‘It’s just barbarity’: Togo’s political prisoners describe torture in police custody
Reporting from Lome, Togo — Imourane Issa braced himself for the next crack of a whip across his back. His head felt heavy on the concrete floor. He estimated that he was one of about two dozen men being tortured in the garage. The lone woman lay shaking in a puddle of her own urine.
There in the the headquarters of Togo’s secret police — the notorious Research and Intelligence Service — the captives were beaten, waterboarded and forced to kneel and neigh like horses.
“Some were hit with electrical cords, some of them had their heads cracked open,” Issa said. “They were forced to take their clothes off to wipe off their own blood.”
Finally, they were all herded into the backs of pickup trucks and driven away.
It was August 20, 2017, one day after the first in a series of massive nationwide protests calling for term limits aimed at ending the presidency of Faure Gnassingbe, whose family has ruled Togo for more than 50 years.
His government has been fighting back, using the military and police to suppress uprisings and help stifle efforts by opposition legislators to make constitutional changes that would block him from running in the next election, scheduled for 2020.
Since the protests started last year, drawing tens of thousands of people into the streets, hundreds have been detained and several shot dead as soldiers have resorted to tear gas, live ammunition and mass arrests.
“It’s a military regime with a civilian figurehead at the top effectively doing their business for them,” said Jeffrey Smith, the founder of Vanguard Africa, a Washington nonprofit that works with Togolese pro-democracy activists. Gnassingbe “is putting a patina of legitimacy on an otherwise illegitimate military regime,” he said.
The Gnassingbe family rule started with the military. Gnassingbe Eyadema took power in a 1967 coup — seven years after independence from France — and ruled the tiny West African nation until his death in 2005.
His son immediately took over the presidency and two months later won an election amid violent rioting. Hundreds of people died — most of them killed in their homes by government authorities, according to the United Nations. Faure Gnassingbe prevailed again in controversial elections in 2010 and 2015.
Even on an impoverished continent where corruption and abuse of power are rampant, Togo under the Gnassingbe family has stood out for its human rights violations, slow economic development and institutional breakdown.

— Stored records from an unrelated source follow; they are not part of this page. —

Issue #326, opened 2017-01-18
Spreadsheet export for Projects on Project Listing


AndreaVogler:
Component type (OSS, COTS, ...) is missing in the Spreadsheet export

The EXCEL export should also contain the included sub projects as separate rows

AndreaVogler:
This is not really related to 'Excel export for Components' !

First topic is clear.

Some more words to the second topic :
Please filter for projects 'Reuse: DNA' and then create an EXCEL report 'Project with linked Releases'.
There are separate rows for each Release, so far so good, this is excatly what the option 'Project with linked Releases' should do.
However there are two contained projects, they are gathered in column T 'linked projects with relation ship'.
Why not spending one line for each of the linked projects as well, then I have a list of all included objects (releases or projects) on this level ?

mcjaeger:
So, the tickets is about two things:
* adding component type to listing (component type is actually at component not at release that is why it is not in the listing)
* adding a third type of selection in the pull down menue: projects with releases including subprojects.

imaykay:
Hi @mcjaeger - if I understood your last comment correctly, this issue is only about adding the component type to each release (=row) in the spreadsheet export "Projects with linked releases" on the "Projects" page, so for the list of all projects and not for the export of a single project (which has been done in #425 only for the clearing status tab).

mcjaeger:
> To solve last case that component_id comes only once would take some extra effort and I thought it might be no problem - what do you think?
yes, I agree

> And if I understood the conversation correctly, the second topic is not part of this issue, right?
yes, this is allright

imaykay:
Alright, then this feature is testable via PR #542

PR #341, opened 2017-02-15
WIP: Added Spreadsheet Export For Specific Products

### LINKED ISSUE #325: Excel export for one specific product
SW360 provides the feature to generate an EXCEL export for the complete or a filtered set of products. This is good but somehow complicated to get the required information for a specific product. There are so many columns and you need to adapt it before you really can work with it, e.g. if you just want to have a short report of the current status which you can send to other people to do some discussions/checks.

I'm missing the feature to create an EXCEL report for one specific product with less information than provided by the general EXCEL report:
- component  name
- version
- type (OSS / COTS or other product)
- clearing state
- security vulnerability
If one of the entries is another product the entry should be expandable to see the next level of components.
See attached example file.

alex-evo:
- added the possibility to download project export for a single project and its subprojects from the "Linked Releases And Projects" tab.
- also renamed Export Excel to Export Spreadsheet

closes #325

### DIFF
--- a/backend/src-common/src/main/java/org/eclipse/sw360/datahandler/db/ProjectDatabaseHandler.java
+++ b/backend/src-common/src/main/java/org/eclipse/sw360/datahandler/db/ProjectDatabaseHandler.java
@@ -1,5 +1,5 @@
 /*
- * Copyright Siemens AG, 2013-2016. Part of the SW360 Portal Project.
+ * Copyright Siemens AG, 2013-2017. Part of the SW360 Portal Project.
  *
  * All rights reserved. This program and the accompanying materials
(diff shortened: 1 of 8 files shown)


alex-evo:
I just noticed that I've typed "Stylesheet" instead of "Spreadsheet" 15 times in a row. I'll correct that as soon as I make my other laptop connect to the network.

mcjaeger:
tested, works, but a small idea:

would it possible to also cover the issue #326: adding the component type of the release? The #326 as well as #325 mention the component type (OSS|COTS|INTERNAL|...) which could be added to the spreadsheet output when looking for the component of the release ...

Human rights officials describe a culture of impunity under the current president that is reinforced by the continuing lack of justice or accountability for the killings by security forces when he first took office.
The demonstrations last year were inspired in part by the fall that January of Gambian dictator Yahya Jammeh, who had ruled for 22 years before he was defeated in an election and, after a month of refusing to step down, left the country.
The protests were organized by an opposition coalition and the Pan-African National Party, which was formed in 2014 and later gained popularity for its promises to investigate corruption and promote democracy. When torture victims are forced to kneel and neigh, it’s because the party logo features a horse.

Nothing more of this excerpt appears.